Faraklas doesn’t prescribe this advice unwittingly. She’s shaved her own hair twice now — most recently, last May.

“You’re sitting in my chair, crying, losing your hair and I say I understand,” she said. “But you can’t understand unless you actually have no hair yourself, and I don’t wish for cancer, so I shave my head.” Faraklas said she recommends investing in the highest quality wig one can afford.

“For more than a year, you won’t be going to a hair salon … you’re investing in your look by buying a good quality wig.” The best wigs remain intact with elasticized and breathable linings, according to Faraklas.

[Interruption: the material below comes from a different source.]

PR #8359, opened 2020-10-27
The old view element should be properly unbound after reconversion is done

### LINKED ISSUE #8358: Old view element should be unbound after reconversion is done

When reconversion happens, the old view element is removed but it is not unbound, because we want to use it to get its children (without reconverting those children).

Affording a top-of-the-line wig isn’t always feasible, though. Faraklas often sources financial assistance for her clients to overcome this dilemma. Hair donations go a long way in support of this cause, and annual events like the upcoming Students for Wishes HaiRaiser on Feb. 9, at the Cataraqui Centre, make significant contributions of highly-coveted natural locks.

“We want the hair we collect to go to women, men and children who deserve it and don’t have to worry about the cost, because wigs are very expensive,” Kalla Tonus-Burman, ArtSci ’13, said.

As President of Queen’s Students for Wishes and organizer of this year’s HaiRaiser, Tonus-Burman highlights the incredible impact one can make, with just one of the numerous haircuts one will receive in a lifetime.

“My hair is my security blanket, as it is for a lot of girls, but at the same time, it’s so nice for the women, children and men who are in those circumstances to receive real hair,” Tonus-Burman said. “I know if I was in those circumstances, I would want that too.”

Emily Dawson, ArtSci ’13, shared similar feelings about her own experience cutting ten inches of hair for last year’s Queen’s Students for Wishes annual hair-raising event.

“I knew it was something I wanted to do, so I set a goal for myself,” Dawson, who grew her hair for a year for the event, said. “It’s just so nice to know that you’re helping someone by doing this really simple thing.”

After speaking on the perks of shorter hair, like basking in the glory of shorter showers, Dawson spoke of the fulfillment that accompanies a hair donation.

“It’s a more personal experience when you’re giving part of yourself away,” Dawson said. “I think that’s the best part of the experience — knowing that a part of you is out there, making someone’s life better, making their day better.”

For more information on Students for Wishes’ upcoming HaiRaiser, visit

The world of wigs

While choosing a wig can take a lot of thought and emotion, the process behind wig-making requires skill and a steady hand.

• It takes up to three ponytails of human hair to make a wig.

• In centuries past, wigs were made by sewing hair through a cap made of goatskin.

• Hair is sorted by texture, colour and length before it’s made into a wig.

• Wigs can be permanently dyed by the wig-maker.

• There are two types of wig foundations: wefted and net. Wefted wigs are machine-made, with hair sewn onto strips of material. Net foundations use mesh caps and are put together by hand.

• Monofilaments are used in most human hair wigs. It’s a skin-like material to make the hair parting look more realistic.

• Human hair wigs need to be washed and conditioned regularly, like normal hair.